■ **What is being asked**:
Return all of the records below verbatim.

■ **Saved data entries**:
···

PR #296, opened 2017-05-22
Make build reproducible

bmwiedemann:
when linking binaries with g++, order of input files
influences ordering of functions in the output

See https://reproducible-builds.org/ for why this matters.

### DIFF
--- a/unix/prebuild.sh
+++ b/unix/prebuild.sh
@@ -778,7 +778,7 @@ case "$1" in
   ;;
 
   *)
-  files=`find $dir -name "*.cpp" -or -name "*.h" | sed s,"$dir/",,g`
+  files=`find $dir -name "*.cpp" -or -name "*.h" | sed s,"$dir/",,g | sort`
 
   echo "Create $makefile.am"
   cat Makefile.header > $makefile.am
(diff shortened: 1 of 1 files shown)


c-lipka:
I don't really see how reproducible builds might be relevant for POV-Ray.

Also, see https://github.com/bitcoin/bitcoin/blob/master/doc/gitian-building.md for an example of what it _really_ takes to get reproducible builds.

bmwiedemann:
Yes, they were one of the first doing this.
For povray in openSUSE, it just takes this simple 2-line patch, which I already wrote and tested and has very low risk to break anything.
It is this simple, because we have meanwhile already patched many tools like gcc and rpm that would otherwise have inserted non-deterministic data.

This is why today 9670 out of 11715 packages in openSUSE are able to produce bit-identical binary rpms. And the goal is to have 100% - that obviously includes povray and we try to get patches upstream that make sense for non-openSUSE systems.

bmwiedemann:
So if you wanted to produce reproducible binaries for any of the 9670 good packages, you could do atm
```
osc checkout openSUSE:Factory python-Flask && cd $_
osc build --vm-type kvm --alternative-project home:bmwiedemann:reproducible
```

You can do that on different hosts at different times and get bit-identical results. When we progress more, it will get easier to also re-build the official builds.
But for now it is already an advantage when we get a new glibc that we do not always have to re-publish a new povray RPM and waste bandwidth of our mirrors and users.

Thus, please merge ;-)

c-lipka:
I doubt that building POV-Ray on _different_ hosts will get bit-identical results (even with your changes), as by default POV-Ray builds with the `-march=native` option.

But I guess I do get your point that when building POV-Ray for distribution via a package manager, you probably want to get the same result every time _at least_ if you have a well-defined build environment.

···

■ **Task response**:
PR #296, opened 2017-05-22
Make build reproducible

bmwiedemann:
when linking binaries with g++, order of input files
influences ordering of functions in the output

See https://reproducible-builds.org/ for why this matters.

### DIFF
--- a/unix/prebuild.sh
+++ b/unix/prebuild.sh
@@ -778,7 +778,7 @@ case "$1" in
   ;;
 
   *)
-  files=`find $dir -name "*.cpp" -or -name "*.h" | sed s,"$dir/",,g`
+  files=`find $dir -name "*.cpp" -or -name "*.h" | sed s,"$dir/",,g | sort`
 
   echo "Create $makefile.am"
   cat Makefile.header > $makefile.am
(diff shortened: 1 of 1 files shown)


c-lipka:
I don't really see how reproducible builds might be relevant for POV-Ray.

Also, see https://github.com/bitcoin/bitcoin/blob/master/doc/gitian-building.md for an example of what it _really_ takes to get reproducible builds.

bmwiedemann:
Yes, they were one of the first doing this.
For povray in openSUSE, it just takes this simple 2-line patch, which I already wrote and tested and has very low risk to break anything.
It is this simple, because we have meanwhile already patched many tools like gcc and rpm that would otherwise have inserted non-deterministic data.

This is why today 9670 out of 11715 packages in openSUSE are able to produce bit-identical binary rpms. And the goal is to have 100% - that obviously includes povray and we try to get patches upstream that make sense for non-openSUSE systems.

bmwiedemann:
So if you wanted to produce reproducible binaries for any of the 9670 good packages, you could do atm
```
osc checkout openSUSE:Factory python-Flask && cd $_
osc build --vm-type kvm --alternative-project home:bmwiedemann:reproducible
```

You can do that on different hosts at different times and get bit-identical results. When we progress more, it will get easier to also re-build the official builds.
But for now it is already an advantage when we get a new glibc that we do not always have to re-publish a new povray RPM and waste bandwidth of our mirrors and users.

Thus, please merge ;-)

c-lipka:
I doubt that building POV-Ray on _different_ hosts will get bit-identical results (even with your changes), as by default POV-Ray builds with the `-march=native` option.

But I guess I do get your point that when building POV-Ray for distribution via a package manager, you probably want to get the same result every time _at least_ if you have a well-defined build environment.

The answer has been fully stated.